= Cultural History Artifact Management and Patriotism Act of 2015 =

The Cultural History Artifact Management and Patriotism Act of 2015 is a law, SL 2015–170, passed by the General Assembly of North Carolina in 2015. The law's self-description is:

An act to ensure respectful treatment of the American flag and the North Carolina flag by state agencies and other political subdivisions of the state; to establish the Division of Veterans Affairs as the clearinghouse for the disposal of worn, tattered, and damaged flags; to provide for the protection of monuments and memorials commemorating events, persons, and military service in North Carolina history; and to transfer custody of certain historic documents in the possession of the Office of the Secretary of State to the Department of Cultural Resources and to facilitate public opportunity to view these documents.

"Many observers have inferred that the purpose of this legislation is the protection of these [Confederate] monuments, an inference that has had significant implications for the heated public debate surrounding the statute."
 "The North Carolina HPA is functionally a complete prohibition of monument removal."

The law was in the news in 2018 because Governor Roy Cooper called for the removal of three Confederate monuments on the grounds of the state capitol (see List of Confederate monuments and memorials#North Carolina).

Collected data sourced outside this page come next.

PR #29968, opened 2020-01-07
sanitizer.js: Add srcset in the allowed attributes

XhmikosR:
Not sure if this should be backported


Johann-S:
It's sanitized by Angular too here: https://github.com/angular/angular/blob/7.2.4/packages/core/src/sanitization/html_sanitizer.ts#L67

so it's a good change 👍 

It depends if we plan to ship a new v4 release or not

Johann-S (approved):

XhmikosR:
I think I will try backporting this along with #29969. We do need to release a new 4.4.x version anyway.

PR #29969, opened 2020-01-07
Use regex.test() when we want to check for a Boolean.

XhmikosR:
Not sure if we should backport this

### DIFF
--- a/js/src/tooltip.js
+++ b/js/src/tooltip.js
@@ -747,9 +747,8 @@ class Tooltip {
   _cleanTipClass() {
     const tip = this.getTipElement()
     const tabClass = tip.getAttribute('class').match(BSCLS_PREFIX_REGEX)
-    if (tabClass !== null && tabClass.length) {
-      tabClass
-        .map(token => token.trim())
+    if (tabClass !== null && tabClass.length > 0) {
+      tabClass.map(token => token.trim())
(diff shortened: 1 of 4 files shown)


js/src/tooltip.js
```diff
@@ -747,9 +747,8 @@ class Tooltip {
   _cleanTipClass() {
     const tip = this.getTipElement()
     const tabClass = tip.getAttribute('class').match(BSCLS_PREFIX_REGEX)
-    if (tabClass !== null && tabClass.length) {
-      tabClass
-        .map(token => token.trim())
+    if (tabClass !== null && tabClass.length > 0) {
```
Johann-S: `tabClass.length` is equal too `tabClass.length > 0` not really needed that change

Johann-S (approved):
LGTM 👍 

I don't think it's really needed to backport that

js/src/tooltip.js
XhmikosR: It's what we do in poper.js; this code is exactly the same

Johann-S: So we can change that in `popover.js` too 😄 but it's nitpicking

XhmikosR: Fine by me, I'd just prefer if we enforced this with a rule, but I cannot find one, only for the opposite `unicorn/explicit-length-check`

PR #29971, opened 2020-01-07
Update docs-versions.html

XhmikosR:
Remove old versions

Alternatively, we could just get rid of all versions minus the latest and just link to the versions page for the rest.

Preview: <https://deploy-preview-29971--twbs-bootstrap.netlify.com/docs/4.3/getting-started/introduction/>


XhmikosR:
Or maybe also skip the minor and patch number and always use `.x`, i.e `4.x`, `3.x` etc?

mdo:
Can you also update the `latest` badge on the  versions page in this PR?

XhmikosR:
That's done automatically it's fixed in the v5 PR

XhmikosR:
So, which solution do you guys prefer?

MartijnCuppens:
> Alternatively, we could just get rid of all versions minus the latest and just link to the versions page for the rest.

I do think people want to switch to some older versions easily.

> Or maybe also skip the minor and patch number and always use .x, i.e 4.x, 3.x etc?

Explicitly displaying the minor version will somehow warn the user the docs can be different if they have another version.

I would also like to keep the link to `v2`, just in case someone wants to switch.

XhmikosR:
I don't agree. Someone might want to switch to 1.x too, but we don't have it there. Every version is listed in the versions page and the toggler doesn't really "switch" the current page.

We should keep things simple and we shouldn't really promote old versions since we don't support them.

Regardless, let's simplify the toggler because it makes no sense to me as it is.

XhmikosR:
But by the same logic 3.x shouldn't be listed either, so I guess we can bring back 2.x

MartijnCuppens:
> we shouldn't really promote old versions

It's not about promoting old versions, it's about providing the docs to developers with legacy projects. I doubt people will install v2 because it's still present in the switcher. 

> But by the same logic 3.x shouldn't be listed either, so I guess we can bring back 2.x

👍

So this is ready for review then?

XhmikosR:
Should we backport this to v4-dev if it lands on master?

MartijnCuppens:
Hmm, this reminds me we were thinking about loading this dropdown with ajax to make it more maintainable. Maybe we focus on that instead of implementing this change?

XhmikosR:
This is a lot easier for now and doing that will require some thought and secondly modifying the existent gh-pages files, which can be a pain in the ass.

MartijnCuppens:
> This is a lot easier for now and doing that will require some thought and secondly modifying the existent gh-pages files, which can be a pain in the ass.

Yeah probably.

> Should we backport this to v4-dev if it lands on master?

Don't think so then.

coliff:
I vote to backport this change to v4. Previous versions of v3 and v4 have JavaScript security vulnerabilities so I think it's better to de-promote links to those old docs. Those really old v4 Alpha docs aren't helpful to anyone now and could be potentially be confusing to users coming to the site for the first time (maybe they think its a preview of a newer version).

Also, there's still that problem with old versions appearing prominently in search results, and reducing the number of pages with links to those old docs may mean that search engines may take this in to account and downrank them. (worth a try!)

XhmikosR:
Backporting to v4-dev won't magically change the already built docs :P

coliff:
yeah I know, but if that change makes it to the next 4.4.2 release when the v4 docs get rebuilt then I think it's worth it. It's a really good change I think....

MartijnCuppens (approved):

PR #29988, opened 2020-01-08
Add nav link transition

MartijnCuppens:
The nav links do not transition while tabs do, this felt a bit odd.

https://deploy-preview-29988--twbs-bootstrap.netlify.com/docs/4.3/components/navs/#javascript-behavior


mdo (dismissed):

XhmikosR:
Are we 100% sure about this? It feels a little weird to me. Maybe we shouldn't have a transition for tabs either?

MartijnCuppens:
> Maybe we shouldn't have a transition for tabs either?

The transition can be removed by removing the `fade` class.

> Are we 100% sure about this? It feels a little weird to me.

It felt weird to me the buttons had a transition while these nav links hadn't.

XhmikosR:
I'm still not convinced about this. I'm not saying it's wrong but it just
feels weird.

MartijnCuppens:
I guess it would be fine to leave this as is since I seem to be the only one in the world whining about this 😄

XhmikosR:
Let's wait until @ysds or @mdo comment too :)

ysds:
I can not find the branch...

XhmikosR:
@ysds check again please, I restored it (you could do it also via the button :))

scss/_variables.scss
```diff
@@ -818,6 +818,7 @@ $zindex-tooltip:                    1070 !default;
 
 $nav-link-padding-y:                .5rem !default;
 $nav-link-padding-x:                1rem !default;
+$nav-link-transition:               color .3s ease-in-out, background-color .15s ease-in-out, border-color .15s ease-in-out !default;
```
ysds: The `color`'s transition duration is different from the others, so I felt my eyes irritated. Perhaps all duration should be `.15s` same as the buttons. If it is fixed, this looks good to me.

BTW, the transition mixin generates unnecessary code for prefer reduce motion when given `null`. I will create a PR to fix this at a later date.

MartijnCuppens:
Changed the transition duration to `.15s`, which feels better.

ysds (approved):

XhmikosR:
I'd like @mdo's opinion before merging this

PR #29997, opened 2020-01-10
Fix padding calculation for modal footer

karlsve:
This solves padding assignment for list type values regarding the modal-footer padding since the last change broke existing usages as mentioned in https://github.com/twbs/bootstrap/pull/25103#issuecomment-572949386.


MartijnCuppens:
This solution is way too overengeneerd. By just adding `$modal-inner-padding-x` and `$modal-inner-padding-y` (like we do with other components too), we should be covered.

mdo:
Closing per last comment. Thanks though!

Issue #29994, opened 2020-01-09
Compiling negative border-radius by "0px"


endcoreAK:
If i change the variable

`$border-radius: .25rem !default;` to  `$border-radius: 0px !default;`

all the variables wich contain **subtract** like

`$card-inner-border-radius: subtract($card-border-radius, $card-border-width) !default;`

will result in a negative border-radius wich means an invalid property value:

`.card-header:first-child { border-radius: -1px -1px 0 0; }`

mendozagioo:
@endcoreAK if you need to remove all borders, just modify: `$enable-rounded: false`

mendozagioo:
Anyway I added a conditional to avoid negative values ​​with the subtract function

mendozagioo:
So, I return to my original idea: this is not an issue (to me), because if you target is remove rounded, you just need to change to `false` the variable `$enable-rounded` to avoid negative values and it create less code

endcoreAK:
Yes, I usually go this way too, but I forgot to set it to false in one project and that's when I noticed it. Your solution with the additional query is great! :)

PR #29999, opened 2020-01-11
Avoid negative CSS values with subtract function

mendozagioo:
Fix issue: #29994


MartijnCuppens:
The function is still called `subtract()`. I woudn't expect the output of `subtract(1, 3)` would be 0.

mendozagioo:
After creating the PR, I kept thinking about that. Just ignore it.

PR #30006, opened 2020-01-12
v4: drop Node.js < 10 and dev dependency updates

XhmikosR:
This drops the engines version from package.json and updates all devDependencies. Also I updated Jekyll to v4.0.0 which is only slightly faster but better than nothing.

In the past we considered such changes breaking ones. I don't think they should be considered breaking ones since they are development only changes. And from now on we should be more lax on master branch anyway.

/CC @twbs/team for feedback.

PS. I will probably rebase this later with further dep updates.

Refs #29821 

TODO:

- [x] Adapt v4-dev branch protection rules
- [x] Switch to terser
- [x] look if we can update jekyll-toc
- [x] Make sure docs are fine: <https://deploy-preview-30006--twbs-bootstrap.netlify.com/>

PR #30008, opened 2020-01-13
Add dependabot config for v4

XhmikosR:
Theoretically this should work, not sure how to test it without merging, though.

We need to first merge #30006 and then this one and it might need further tweaks later.


XhmikosR:
I changed the interval to monthly since v4-dev is in maintenance mode (mostly). We can always run it manually if we need to.

MartijnCuppens (approved):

Since the law says that "a monument, memorial, or work of art owned by the State may not be removed, relocated, or altered in any way without the approval of the North Carolina Historical Commission", he, through the North Carolina Department of Administration, sent to the Commission in September 2017 a request that they approve the removal. In a statement issued on August 22, 2018, the Commission found that another part of the act ("an object of remembrance located on public property may not be permanently removed") prevented them from approving the Governor's request. Cooper subsequently called for the law's repeal.

Officials of the University of North Carolina at Chapel Hill have said many times that they wanted to remove Silent Sam, a Confederate monument located prominently at the original entrance to the campus, but were prohibited from doing so by this law. The monument was toppled by protestors on August 20, 2018.